» **Problem statement**: From the data that follows, copy every line with the string "what".

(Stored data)
= Beginning of Section =

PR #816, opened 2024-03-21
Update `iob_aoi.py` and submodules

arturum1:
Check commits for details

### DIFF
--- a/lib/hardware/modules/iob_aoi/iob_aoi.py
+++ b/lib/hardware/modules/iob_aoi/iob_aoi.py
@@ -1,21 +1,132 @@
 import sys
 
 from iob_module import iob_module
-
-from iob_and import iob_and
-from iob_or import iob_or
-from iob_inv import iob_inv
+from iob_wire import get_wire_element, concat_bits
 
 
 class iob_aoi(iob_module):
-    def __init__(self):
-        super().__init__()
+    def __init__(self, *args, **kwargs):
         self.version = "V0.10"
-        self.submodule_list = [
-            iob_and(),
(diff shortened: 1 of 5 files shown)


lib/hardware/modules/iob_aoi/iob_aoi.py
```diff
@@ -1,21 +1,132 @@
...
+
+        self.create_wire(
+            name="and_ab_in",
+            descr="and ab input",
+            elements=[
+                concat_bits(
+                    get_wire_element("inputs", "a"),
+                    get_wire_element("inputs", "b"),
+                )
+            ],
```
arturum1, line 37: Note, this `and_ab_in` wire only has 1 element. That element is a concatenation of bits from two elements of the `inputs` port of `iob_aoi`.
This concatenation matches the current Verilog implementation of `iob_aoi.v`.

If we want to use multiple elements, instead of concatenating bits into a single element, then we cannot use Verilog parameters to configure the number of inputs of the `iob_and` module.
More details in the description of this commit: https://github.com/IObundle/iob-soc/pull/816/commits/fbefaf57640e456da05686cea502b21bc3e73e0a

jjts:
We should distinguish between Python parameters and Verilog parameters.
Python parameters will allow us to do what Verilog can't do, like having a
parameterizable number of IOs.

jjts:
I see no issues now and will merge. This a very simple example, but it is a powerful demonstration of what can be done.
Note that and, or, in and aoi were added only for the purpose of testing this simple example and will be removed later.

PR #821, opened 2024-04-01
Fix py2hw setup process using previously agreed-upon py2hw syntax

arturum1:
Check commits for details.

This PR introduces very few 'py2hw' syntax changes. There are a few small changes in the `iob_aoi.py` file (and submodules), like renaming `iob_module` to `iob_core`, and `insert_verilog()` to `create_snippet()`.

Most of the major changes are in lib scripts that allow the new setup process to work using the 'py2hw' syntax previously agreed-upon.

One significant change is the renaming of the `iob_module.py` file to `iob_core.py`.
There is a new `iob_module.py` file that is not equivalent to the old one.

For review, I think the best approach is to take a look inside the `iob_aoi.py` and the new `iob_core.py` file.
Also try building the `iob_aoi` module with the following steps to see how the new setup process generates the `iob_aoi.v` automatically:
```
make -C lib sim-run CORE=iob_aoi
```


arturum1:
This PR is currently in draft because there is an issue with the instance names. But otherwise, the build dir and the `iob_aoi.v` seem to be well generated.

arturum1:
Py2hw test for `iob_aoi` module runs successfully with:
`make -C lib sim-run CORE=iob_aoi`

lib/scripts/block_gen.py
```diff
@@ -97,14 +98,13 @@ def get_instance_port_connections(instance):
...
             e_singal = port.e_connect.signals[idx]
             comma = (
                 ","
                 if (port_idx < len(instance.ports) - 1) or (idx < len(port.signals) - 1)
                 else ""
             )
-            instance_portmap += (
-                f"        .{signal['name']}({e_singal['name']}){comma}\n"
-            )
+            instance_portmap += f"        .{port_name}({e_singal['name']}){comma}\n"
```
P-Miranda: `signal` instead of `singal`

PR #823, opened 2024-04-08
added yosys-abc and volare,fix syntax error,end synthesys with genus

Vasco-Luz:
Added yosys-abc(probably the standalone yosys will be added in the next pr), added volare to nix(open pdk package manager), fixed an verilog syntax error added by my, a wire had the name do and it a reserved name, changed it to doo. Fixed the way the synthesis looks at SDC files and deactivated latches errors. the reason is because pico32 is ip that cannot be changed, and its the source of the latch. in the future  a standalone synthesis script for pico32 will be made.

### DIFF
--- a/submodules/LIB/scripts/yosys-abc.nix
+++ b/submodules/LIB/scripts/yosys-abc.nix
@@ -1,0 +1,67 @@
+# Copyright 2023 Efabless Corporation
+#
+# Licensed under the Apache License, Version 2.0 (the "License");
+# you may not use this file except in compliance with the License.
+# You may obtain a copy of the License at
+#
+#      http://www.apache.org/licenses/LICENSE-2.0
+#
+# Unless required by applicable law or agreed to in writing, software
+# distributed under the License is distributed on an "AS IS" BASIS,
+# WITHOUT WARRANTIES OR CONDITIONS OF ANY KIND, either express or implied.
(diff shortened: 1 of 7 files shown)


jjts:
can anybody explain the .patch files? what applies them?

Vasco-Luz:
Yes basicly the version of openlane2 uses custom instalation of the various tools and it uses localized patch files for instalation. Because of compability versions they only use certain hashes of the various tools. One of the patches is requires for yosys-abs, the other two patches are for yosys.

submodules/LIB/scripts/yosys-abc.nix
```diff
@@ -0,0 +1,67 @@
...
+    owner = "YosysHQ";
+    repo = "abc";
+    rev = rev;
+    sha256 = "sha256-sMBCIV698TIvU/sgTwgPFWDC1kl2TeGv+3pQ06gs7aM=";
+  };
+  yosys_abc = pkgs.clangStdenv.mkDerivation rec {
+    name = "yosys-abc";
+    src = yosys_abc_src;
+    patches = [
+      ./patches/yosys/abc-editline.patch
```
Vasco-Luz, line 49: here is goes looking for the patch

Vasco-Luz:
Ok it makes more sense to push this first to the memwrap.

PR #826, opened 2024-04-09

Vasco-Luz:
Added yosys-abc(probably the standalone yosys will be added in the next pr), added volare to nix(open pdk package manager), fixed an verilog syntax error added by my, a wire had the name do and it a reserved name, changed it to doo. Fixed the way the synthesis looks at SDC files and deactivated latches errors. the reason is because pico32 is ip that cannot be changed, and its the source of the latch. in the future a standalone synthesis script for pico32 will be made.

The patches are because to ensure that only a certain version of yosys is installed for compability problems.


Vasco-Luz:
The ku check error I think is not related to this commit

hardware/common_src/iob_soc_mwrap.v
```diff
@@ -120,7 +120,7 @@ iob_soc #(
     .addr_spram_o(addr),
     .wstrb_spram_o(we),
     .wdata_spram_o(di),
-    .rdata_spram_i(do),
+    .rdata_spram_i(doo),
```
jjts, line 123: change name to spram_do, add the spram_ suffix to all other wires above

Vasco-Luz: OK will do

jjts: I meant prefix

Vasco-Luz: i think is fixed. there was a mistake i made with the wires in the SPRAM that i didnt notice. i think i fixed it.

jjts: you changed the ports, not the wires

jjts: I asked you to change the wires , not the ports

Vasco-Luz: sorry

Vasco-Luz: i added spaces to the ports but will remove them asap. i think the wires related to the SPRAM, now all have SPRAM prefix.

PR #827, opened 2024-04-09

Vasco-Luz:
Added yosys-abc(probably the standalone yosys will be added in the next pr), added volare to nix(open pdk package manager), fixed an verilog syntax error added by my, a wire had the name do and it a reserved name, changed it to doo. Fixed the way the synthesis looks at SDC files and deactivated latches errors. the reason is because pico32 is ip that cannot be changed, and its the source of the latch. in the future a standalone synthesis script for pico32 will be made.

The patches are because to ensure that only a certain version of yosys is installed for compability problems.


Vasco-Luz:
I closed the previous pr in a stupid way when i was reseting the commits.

= End of Section =

» **Written solution**:
Python parameters will allow us to do what Verilog can't do, like having a
I see no issues now and will merge. This a very simple example, but it is a powerful demonstration of what can be done.
can anybody explain the .patch files? what applies them?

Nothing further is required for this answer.